Trump-Kim summit and Japan's dilemma
The domestic variables of Japan and the dynamics of domestic politics impinging on the nation's external situation seem to have been overlooked, writes RAJARAM PANDA
While the world media has gone agog on the prospect of a summit meeting between US President Donald Trump and North Korean leader Kim Jong-un "by May", there are several imponderables that are either underreported or overlooked as the unexpected optimism generated by Kim's desire for a summit with Trump refuses to accommodate any negative thoughts to the narrative. The part that baffles watchers of Korean issues is that it was strangely South Korea's National Security Office chief Chung Eui-yong, who had returned from Pyongyang and then travelled to Washington to brief Trump about the summit proposal. It was equally baffling that Trump, without going through the normal consultation with his staff and diplomatic channel, spontaneously announced his readiness to meet with Kim.

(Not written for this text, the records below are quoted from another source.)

PR #932, opened 2018-03-23
argument goes to diameter param if argument name is not specified int…

kapilkd13:
In this implementation of `Cylinder` function, first argument is unnamed and it tries to get attached with param `diameter`, which is already defined.
It throws
```
DimensionMismatchError                    Traceback (most recent call last)
<ipython-input-34-4d594a6997e6> in <module>()
      1 # biophsical properties and their potential representation is in attached file
      2 
----> 3 Cylinder(10, x=[0, 100]*um, diameter=1*um)

~/anaconda3/envs/brian2/lib/python3.6/site-packages/brian2/units/fundamentalunits.py in new_f(*args, **kwds)
   2356                                                            value=newkeyset[k])
   2357                         raise DimensionMismatchError(error_message,
-> 2358                                                      get_dimensions(newkeyset[k]))
   2359 
   2360             result = f(*args, **kwds)

DimensionMismatchError: Function "__init__" expected a quantitity with unit meter for argument "diameter" but got 10. (unit is 1).

```

fixing it by naming that argument correctly

### DIFF
--- a/docs_sphinx/user/multicompartmental.rst
+++ b/docs_sphinx/user/multicompartmental.rst
@@ -206,7 +206,7 @@ Morphologies with coordinates can also be created section by section, following 
 morphologies::
 
     soma = Soma(diameter=30*um, x=50*um, y=20*um)
-    cylinder = Cylinder(10, x=[0, 100]*um, diameter=1*um)
+    cylinder = Cylinder(n=10, x=[0, 100]*um, diameter=1*um)
     section = Section(5,
                       x=[0, 10, 20, 30, 40, 50]*um,
                       y=[0, 10, 20, 30, 40, 50]*um,
--- a/docs_sphinx/user/multicompartmental.rst
+++ b/docs_sphinx/user/multicompartmental.rst
@@ -56,7 +56,7 @@ start of the section represents the parent compartment with diameter 15 μm, no
 |**Cylinder** |  ::                                                                               |
 |             |                                                                                   |
 |             |     # Each compartment has fixed length and diameter                              |
-|             |     Cylinder(5, diameter=10*um, length=50*um)                                     |
+|             |     Cylinder(n=5, diameter=10*um, length=50*um)                                   |
 |             |                                                                                   |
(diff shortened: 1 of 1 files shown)


mstimberg:
Thanks, good catch! I noticed that the line following the one you fixed repeats the same mistake for `Section` -- would you mind fixing this as well? A final small thing: for documentation fixes it is best if you include `[ci skip]` somewhere in the commit message (ideally in a separate line after the main message). This will skip the running of our test suite which takes quite a long time and if you only changed documentation, there's nothing that needs to be tested. Thanks!

docs_sphinx/user/multicompartmental.rst
```diff
@@ -56,7 +56,7 @@ start of the section represents the parent compartment with diameter 15 μm, no
 |**Cylinder** |  ::                                                                               |
 |             |                                                                                   |
 |             |     # Each compartment has fixed length and diameter                              |
-|             |     Cylinder(5, diameter=10*um, length=50*um)                                     |
+|             |     Cylinder(n=5, diameter=10*um, length=50*um)                                     |
```
mstimberg: The alignment of the `|` on the right is off, the table will therefore not be displayed.

docs_sphinx/user/multicompartmental.rst
```diff
@@ -65,7 +65,7 @@ start of the section represents the parent compartment with diameter 15 μm, no
 |             |                                                                                   |
 |             |     # Length and diameter individually defined for each compartment (at start     |
 |             |     # and end)                                                                    |
-|             |     Section(5, diameter=[15, 5, 10, 5, 10, 5]*um,                                 |
+|             |     Section(n=5, diameter=[15, 5, 10, 5, 10, 5]*um,                                 |
```
mstimberg: Same as above.

kapilkd13:
Done :smiley:

mstimberg:
Great, I don't have anything else to complain about ;)

PR #934, opened 2018-03-29
Fix cache memory use

### LINKED ISSUE #933: Caching leads to important memory leak
Simulations that recreate objects from scratch repeatedly show a significant memory leak with the new caching system, with the cache preventing objects from being garbage-collected. This type of simulation is often used for parameter explorations or optimization problems, as it can be easier to write than the `store/restore` mechanism.
Here's a simple script that repeatedly runs the CUBA example:
```Python
from brian2 import *

def run_sim():
    taum = 20 * ms; taue = 5 * ms; taui = 10 * ms
    Vt = -50 * mV; Vr = -60 * mV; El = -49 * mV
    eqs = '''
    dv/dt  = (ge+gi-(v-El))/taum : volt (unless refractory)
    dge/dt = -ge/taue : volt
    dgi/dt = -gi/taui : volt
    '''
    P = NeuronGroup(4000, eqs, threshold='v>Vt', reset='v = Vr',
                    refractory=5 * ms, method='linear')
    P.v = 'Vr + rand() * (Vt - Vr)'
    Ce = Synapses(P, P, on_pre='ge += (60 * 0.27 / 10) * mV')
    Ci = Synapses(P, P, on_pre='gi += (-20 * 4.5 / 10) * mV')
    Ce.connect('i<3200', p=0.02)
    Ci.connect('i>=3200', p=0.02)
    s_mon = SpikeMonitor(P)
    run(1 * second)
    return s_mon.num_spikes


for _ in range(100):
    spikes = run_sim()
    print('Total number of spikes: %d' % spikes)
```

Plotting the memory usage (via [memory_profiler](https://pypi.org/project/memory_profiler/)) shows that there is a quite obvious problem (but the cached version at least runs faster ;) ):
mem_comparison

I've looked into things a bit and I think I fixed the main part of the issue, but I'll test things a bit more before opening the PR.

mstimberg:
This fixes the memory leak discussed in #933. It turned out that the biggest issue was the way the `SpikeQueue` was handled. Whenever code referenced to the `SpikeQueue` (all `on_pre`/`on_post` code), then the caching mechanism used an explicit reference to the `SpikeQueue` as part of the "cache key". This led to two problems:
1. Recreating exactly the same network with the same code would not use the cache at all for all synaptic statements, because the `SpikeQueue` was no longer the same.
2. The reference to the `SpikeQueue` prevented it from getting garbage collected (since the `SpikeQueue` stores synaptic delays for each synapse, it can take quite a bit of memory).

This was fixed by using our existing mechanism (the `_state_tuple` attribute), to replace the `SpikeQueue` reference by a simple tuple with all information relevant to code generation. I also made the caching mechanism use weak references if possible to avoid the problem in a more general way. There were some other smaller issues (e.g. our `_hasheable` function did not recurse down into tuples) that I fixed as well, together with some minor performance optimisation (which became necessary because the `_hasheable` function is now called more often than before).

Performance/memory usage looks pretty good now.

Recreated objects (see #933 for code):
full_mem_comparison

Store/Restore mechanism:
full_mem_comparison_restore

Fixes #933

### DIFF
--- a/brian2/core/variables.py
+++ b/brian2/core/variables.py
@@ -525,8 +525,8 @@ class DynamicArrayVariable(ArrayVariable):
     '''
     # The size of a dynamic variable can of course change and changes in
     # size should not invalidate the cache
-    cache_irrelevant_attributes = (ArrayVariable._cache_irrelevant_attributes |
-                                   {'size'})
+    _cache_irrelevant_attributes = (ArrayVariable._cache_irrelevant_attributes |
+                                    {'size'})
 
     def __init__(self, name, owner, size, device, dimensions=DIMENSIONLESS,
                  dtype=None, constant=False, needs_reference_update=False,
--- a/brian2/devices/device.py
+++ b/brian2/devices/device.py
@@ -89,6 +89,8 @@ class Device(object):
 
         self._maximum_run_time = None
 
+        self._state_tuple = (self.__module__, self.__class__.__name__)
+
     def _set_maximum_run_time(self, maximum_run_time):
         '''
         Sets a maximum time for a run before it will break. Used primarily for testing purposes. Not guaranteed to be
--- a/brian2/synapses/cythonspikequeue.pyx
+++ b/brian2/synapses/cythonspikequeue.pyx
@@ -35,9 +35,13 @@ cdef extern from "cspikequeue.cpp":
 cdef class SpikeQueue:
     # TODO: Currently, the data type for dt and delays is fixed
     cdef CSpikeQueue[double] *thisptr
+    cdef readonly tuple _state_tuple
 
     def __cinit__(self, int source_start, int source_end):
         self.thisptr = new CSpikeQueue[double](source_start, source_end)
+
+    def __init__(self, source_start, source_end):
+        self._state_tuple = (source_start, source_end, np.int32)
 
     def __dealloc__(self):
         del self.thisptr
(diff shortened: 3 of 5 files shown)


mstimberg:
> Why is SpikeQueue part of a key? And if it should be, why is it enough to only start source start and end as the state of that class? This doesn't seem entirely obvious to me.

Fully agree that it isn't obvious... We cache functions like `make_statements` that basically get a code string and a dictionary of `Variable` objects. So these are transformed into the key of the caching dictionary. `SpikeQueue` is part of the variables for the synaptic propagation code, because this code calls `peek()` and `advance()` on the spike queue. Now, if we did a code refactoring this might change: the `SpikeQueue` is only used in the fixed code in the template, so `make_statements` doesn't actually have to know about it. Why can we describe the state of the `SpikeQueue` as only source start/end? The term "state" is actually not very appropriate here: what we call state for the caching mechanism is "everything that could change the generated code" -- in this specific case, we could actually even have an empty state, as the code involving the spike queue is entirely independent of the actual queue.

> Also, is there any way we can add a test suite for this sort of error in the future?

That would be great, but I think we shouldn't do more complex stuff like memory profiling in the general test suite -- we are already running into time outs every now and then. It could be part of #33 ?

thesamovar:
Wow, issue #33 was written almost 5 years ago! :)

OK that all makes sense. Finishing review now.

PR #46, opened 2022-03-16
Pin dev dependencies, extra invoke task and black style fixes

KennethNielsen:
I'm planning on some more improvements around tooling. This is step one. The PR contains a couple of small items:

1. I added a new `dependencies` task (alias dep) to upgrade pip, install dependencies and dev dependencies
2. I pinned the version of the dev tools that we use for checks, because it is annoying to fight over differences in this sort or tooling i.e. some code might raise a flake8 warning on one machine and not on another for the same PR due to a version bump on one of the. It is just easier to pin them and upgrade every once in a while.
3. I added a `pyproject.toml` to be able to configure `black` which will now adhere to the BDFL determined one-true line length or 89 chars
4. I updated all files with black fixes as per the new pinned version of black

### DIFF
--- a/pyproject.toml
+++ b/pyproject.toml
@@ -1,0 +1,2 @@
+[tool.black]
+line-length = 89
--- a/src/ixdat/techniques/ms.py
+++ b/src/ixdat/techniques/ms.py
@@ -201,9 +201,7 @@ class MSMeasurement(Measurement):
         """
         t, S = self.grab_signal(mass, tspan=tspan, include_endpoints=True)
         if tspan_bg:
-            t_bg, S_bg_0 = self.grab_signal(
-                mass, tspan=tspan_bg, include_endpoints=True
-            )
+            t_bg, S_bg_0 = self.grab_signal(mass, tspan=tspan_bg, include_endpoints=True)
             S_bg = np.mean(S_bg_0) * np.ones(t.shape)
         else:
             S_bg = np.zeros(t.shape)
@@ -470,9 +468,7 @@ class MSInlet:
         self.T = T
         self.gas = gas  # TODO: Gas mixture class. This must be a pure gas now.
 
-    def calc_n_dot_0(
-        self, gas=None, w_cap=None, h_cap=None, l_cap=None, T=None, p=None
-    ):
+    def calc_n_dot_0(self, gas=None, w_cap=None, h_cap=None, l_cap=None, T=None, p=None):
         """Calculate the total molecular flux through the capillary in [s^-1]
 
         Uses Equation 4.10 of Trimarco, 2017. "Real-time detection of sub-monolayer
@@ -512,7 +508,7 @@ class MSInlet:
         p_1 = p
         lambda_ = d  # defining the transitional pressure
         # ...from setting mean free path equal to capillary d
-        p_t = BOLTZMAN_CONSTANT * T / (2 ** 0.5 * pi * s ** 2 * lambda_)
+        p_t = BOLTZMAN_CONSTANT * T / (2**0.5 * pi * s**2 * lambda_)
         p_2 = 0
         p_m = (p_1 + p_t) / 2  # average pressure in the transitional flow region
         v_m = (8 * BOLTZMAN_CONSTANT * T / (pi * m)) ** 0.5
--- a/tasks.py
+++ b/tasks.py
@@ -1,4 +1,29 @@
-"""Definition of invoke tasks"""
+"""Definition of invoke tasks
+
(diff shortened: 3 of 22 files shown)


pyproject.toml
```diff
@@ -0,0 +1,2 @@
+[tool.black]
+line-length = 89
```
ScottSoren, line 2: YES! But this duplicates the same information on line 3 of `setup.cfg` ... why are both needed?

ScottSoren (approved):
Yes! Love it! I'm tired of black installed on one computer splitting up lines and black on another computer folding them back, and it looks like this will solve it. It'll also give an easy way to get someone to fix their python environment (as I recently had to walk a collaborator in China through over email). 
All I could use is a bit more documentation on how to use it - a module docstring on `tasks.py` or and/making sure it's clear enough in `tools.rst`.

ScottSoren:
Oh, it looks like after #43, this has a conflict with the main branch. Could you please do the merge?

pyproject.toml
KennethNielsen: The one in `setup.cfg` only applies to flake8, this is for black. Apparently no-one has been able to agree on the one true place to store such settings or a way to share common settings.

KennethNielsen: However I now realize that I am missing a bullet point in TOOLS.rst about this settings file. I will add it.

tasks.py
```diff
@@ -193,13 +194,33 @@ def clean(context, dryrun=False):
...
+                    print("DELETE FILE:", cleanpath)
+                    if not dryrun:
+                        cleanpath.unlink()
+
+
+@task(aliases=["deps"])
+def dependencies(context, user=False):
+    """Install development and normal dependencies
+
+    See docstring of :func:`flake8` for explanation of `context` argument
```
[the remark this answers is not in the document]
KennethNielsen: Yeah, good point. It is in TOOLS.rst, but it can't hurt to put it in the module docstring.

KennethNielsen:
I implemented the changes, but also added a few more changes as suggested in the review, also in TOOLS.rst, which means that this should probably get a second review BUT I should also resolve the conflicts, which I would rather not do until #47 is merged, since it also touches tasks.py. So when #47 is merged, I will fix this one up and request a second review.

tasks.py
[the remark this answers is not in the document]
ScottSoren: Great. Thanks! I had forgotten the 1:1 between `invoke` commands and `@task`-decorated functions here. Clearer now :)

ScottSoren:
I've merged #47 , and this PR has only gotten better :) . Thanks for the additions to tools.rst!
Good to merge.

KennethNielsen:
I merge upstream/main in to fix the conflicts, but a few more things showed up. I'd like a chance to have a look at the diff myself first before anyone else uses time on it so DO NOT review or MERGE yet.

KennethNielsen:
It's ready for re-review. It should be really small, as almost nothing has changed and these are mostly style fixes. A few things:

- I merged in upstream/main to resolve the conflicts. There were trivial conflicts in tasks.py and non-trivial ones in ms.py, so I choose the easy and safe approach there and used the upstream/main version and black formatted it again. Nonetheless, that is one that I would request a look at
- I found a minor bug in the recently merged addition of constants from @AlexanderKrabbe. Apparently, the molecule diameter had been mistyped as **A - B** and not **Ae-B**, so also please have a look at constants.py.

src/ixdat/techniques/ms.py
```diff
@@ -512,8 +513,7 @@ def update_l_cap(self, gases=[]):
 
         return self.l_cap
 
-    def calc_n_dot_0(
-        self, gas=None, w_cap=None, h_cap=None, l_cap=None, T=None, p=None):
+    def calc_n_dot_0(self, gas=None, w_cap=None, h_cap=None, l_cap=None, T=None, p=None):
```
ScottSoren, line 516: Looks good. It's got both the new method above and this method definition black-formatted.

tasks.py
```diff
@@ -1,4 +1,29 @@
-"""Definition of invoke tasks"""
+"""Definition of invoke tasks
+
+All functions in this file that is decorated with the `@task` decorator,
+constitutes an invoke task, which can be execute from the command line by
+calling invoke with the name of the task, which is the same as the name of the
```
ScottSoren, line 5: awesome.

ScottSoren (approved):
Hi Kenneth, looks good! Comments here are just complementing the PR :) .
I'll merge. Thanks for this.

There is no announcement as yet from Pyongyang about the summit proposal. The manner in which the summit idea has been floated, bypassing established norms, it gives an element of doubt if the summit would even take place. Thinking positively, if it takes place, it shall be the biggest news of this century. If it fails, the situation will be worse than the present. There is no clarity on who are the people to be involved, what agenda would be on the table, what concessions each can be expected to concede to arrive at some sort of compromise and many more.
Amidst this confusing situation, there are related issues that are not discussed threadbare. For example, what is Japan's position? Is Japan taken on board on any attempt towards mediation with North Korea? What if Kim insists during the summit that the US do away with the annual joint military drills without consulting South Korea and Japan unilaterally and Trump agrees; how would Japan and South Korea prepare for the new situation that could unfold suddenly? The domestic variables of Japan and the dynamics of domestic politics impinging on the nation's external situation seem to have been overlooked in any analysis. Given that Prime Minister of Japan Shinzo Abe's revisionist policies are well known, can one expect a dramatic turnaround in Japan's defence posture if security environment in the immediate neighbourhood deteriorates and is perceived in Japan as an imminent threat? How would Japan cope with the new situation remains in the realm of conjecture. These and many more related issues remain unexplained and are thus worrying, for which new analysis is needed by scholars of Korean affairs.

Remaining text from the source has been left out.